Cette complexité renvoie aux nombreux paradoxes soulevés quant à l’autonomie des femmes actives dans le champ des oeuvres consacrées à la petite enfance, prises dans une logique d’encadrement et de contrôle des mères, tout en subissant l’influence de la conception de l’organisation sociale et des inégalités de sexe et de classe, ainsi que de la naturalisation des compétences attribuées aux femmes et qui leur sont « réservées ». L’un des apports indéniables de l’auteure est de revoir l’argumentaire « maternaliste » fallacieux, utilisé couramment et indistinctement dans la production scientifique des 20 dernières années pour illustrer cette ambiguïté fondamentale dans la position des mères comme dans celle des femmes d’oeuvres. Faisant le bilan de l’« action féminine » dans le champ des oeuvres de l’enfance, Marissal constate plutôt ceci : « Curieusement, les organisations féminines, quelle que soit leur tendance politique ou religieuse, n’utilisent pas d’argumentation maternaliste pour justifier leur intervention dans le champ des oeuvres de l’enfance » (p. 267). Si les féministes ont recours à des arguments maternalistes pour revendiquer la participation des femmes à la gestion de la bienfaisance, elles se battent surtout pour l’égalité civile et économique, les régimes matrimoniaux, les droits professionnels, l’enseignement féminin de qualité et le suffrage, expose-t-elle.

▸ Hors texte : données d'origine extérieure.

PR #11313, opened 2020-03-13
Fix a watcher race that was in the ControllerAddressesSuite.

howbazaar:
It looks like the two WatchAPIHostPorts tests were moved from state_test.go
around nine months ago, but somehow we ended up with both. I have removed
the copy that was in the state_test file.

The StateSuite had the WaitForModelWatchersIdle at the end of the setup,
but the ControllerAddressesSuite didn't. This allowed for initial creation
events to still be propagating through the system when the tests started.

The StateSuite was also reading the model from the database, but this was
already there through the statetesting.StateSuite that the ConnSuite included.
So a drive by to delete that and use the model that was already there.


howbazaar:
$$merge$$

PR #11321, opened 2020-03-16
Add api client calls for the watching of model summaries.

howbazaar:
Even though there is no current Juju API client for this, it is expected
that the Juju Intelligent Model Manager (JIMM) component of JAAS will
be calling this.

## QA steps

Just the tests.

## Documentation changes

We don't really have any API client documentation. Perhaps we should look into this at some stage.

### DIFF
--- a/api/controller/controller.go
+++ b/api/controller/controller.go
@@ -189,6 +189,27 @@ func (c *Client) WatchAllModels() (*api.AllWatcher, error) {
 	return api.NewAllModelWatcher(c.facade.RawAPICaller(), &info.AllWatcherId), nil
 }
 
+// WatchModelSummaries returns a SummaryWatcher, from which you can request
+// the Next set of ModelAbstracts for all models the user can see.
+func (c *Client) WatchModelSummaries() (*SummaryWatcher, error) {
+	var info params.SummaryWatcherID
+	if err := c.facade.FacadeCall("WatchModelSummaries", nil, &info); err != nil {
+		return nil, err
+	}
+	return NewSummaryWatcher(c.facade.RawAPICaller(), &info.WatcherID), nil
+}
+
+// WatchAllModelSummaries returns a SummaryWatcher, from which you can request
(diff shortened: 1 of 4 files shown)


api/controller/controller.go
```diff
@@ -189,6 +189,27 @@ func (c *Client) WatchAllModels() (*api.AllWatcher, error) {
 	return api.NewAllModelWatcher(c.facade.RawAPICaller(), &info.AllWatcherId), nil
 }
 
+// WatchModelSummaries returns a SummaryWatcher, from which you can request
+// the Next set of ModelAbstracts for all models the user can see.
```
mhilton: As an aside, why are there two methods for this? From a client point of view, if you are a superuser then the set of models you can see is all the models on the controller. Therefore you would get the same results for either method?

api/controller/summarywatcher.go
```diff
@@ -0,0 +1,58 @@
...
+		watcher.caller.BestFacadeVersion(watcher.objType),
+		*watcher.id,
+		"Next",
+		nil, &info,
+	)
+	return info.Models, err
+}
+
+// Stop shutdowns down a summary watcher.
+func (watcher *SummaryWatcher) Stop() error {
```
alesstimec: a bit worried about this.. JIMM will have a long-running watcher for all model summaries.. and normally won't stop the watcher unless something bad happens or a restart is required.. what happens if we lose watcher IDs and fail to stop watchers?

api/controller/controller.go
howbazaar: I specifically split this in two because even though I may be a superuser in a controller, perhaps I only want to see "my" models. Without this there would be no way to support this mechanism.

It also simplifies the authentication and internals to be explicit.

api/controller/summarywatcher.go
howbazaar: If the api connection goes away, all the resources which are associated with the connection are stopped automatically.

howbazaar:
$$merge$$

PR #11323, opened 2020-03-16
Add new k8s-spec-set and k8s-spec-get commands

wallyworld:
## Description of change

The pod-spec-set/get commands are deprecated in favour of k8s-spec-set/get.
Also, the previous work to rename actions back to functions left some cruft so this was fixed.

## QA steps

deploy a k8s charm
exec into the operator pod and ensure that k8s-spec-get/set commands and the pod-spec versions are present
juju-run both pod-spec-get and k8s-spec-get
edit a local charm to use k8s-spec-set instead of pod-spec-set and deploy


worker/uniter/runner/jujuc/k8s-spec-get.go
```diff
@@ -0,0 +1,45 @@
+// Copyright 2019 Canonical Ltd.
```
wallyworld: This is renamed from pod-spec-get.go but somehow git thinks it was deleted and created so looks like a new file

wallyworld:
[rename pod-spec-set to k8s-spec-set](https://trello.com/c/3Rh4kAvb/1018-rename-pod-spec-set-to-k8s-spec-set)

cmd/juju/commands/helptool_test.go
```diff
@@ -58,13 +58,15 @@ Currently available charm hook tools are:
...
+    k8s-spec-get             get k8s spec information
+    k8s-spec-set             set k8s spec information
     leader-get               print application leadership settings
     leader-set               write application leadership settings
     network-get              get network config
     open-port                register a port or range to open
     opened-ports             lists all ports or ranges opened by the unit
-    pod-spec-get             get pod spec information
-    pod-spec-set             set pod spec information
+    pod-spec-get             get k8s spec information
```
hmlanigan: suggest adding (deprecated) on the end?

wallyworld: ok

wallyworld:
$$merge$$

PR #174, opened 2019-09-17
fix(icons): set focusable to false for svg icons

### LINKED ISSUE #155: Bug: DatePicker has incorrect Tab behaviour in IE11
**Describe the bug**
When using 'Tab' to iterate through a DatePicker with a Toggle (the calendar icon) in IE11, the tab disappears once before and once right after focusing on the Toggle. Firefox and Chrome work both as intended

**To Reproduce**
1. Go to 'https://angular.app.sbb.ch/latest/content/datepicker'
2. Click on 'Examples'
3. Tap through the datepickers with the toggle activated 
4. Tab is lost in IE11

**Expected behavior**
Correct tab behaviour without 'nirvana tabs' ;)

L’ouvrage illustre bien l’ampleur de l’investissement des femmes dans le champ des oeuvres de l’enfance, depuis les bourgeoises philanthropes jusqu’aux professionnelles de l’action sociale, en passant par les associations d’ouvrières après la Première Guerre mondiale. Pour la période de l’entre-deux-guerres en particulier, les oeuvres de l’enfance ont ainsi constitué « des lieux de rapprochement et de rencontre entre les classes sociales mais aussi de moralisation et de contrôle social » (p. 221). Cet ouvrage sur l’histoire de la protection de l’enfance en Belgique pendant la période 1890-1940 nous en convainc. L’apport de Marissal est d’offrir une synthèse magistrale sur la question, à la fois synthétique et rigoureusement documentée, sans toutefois céder à la simplification d’enjeux complexes. C’est à lire.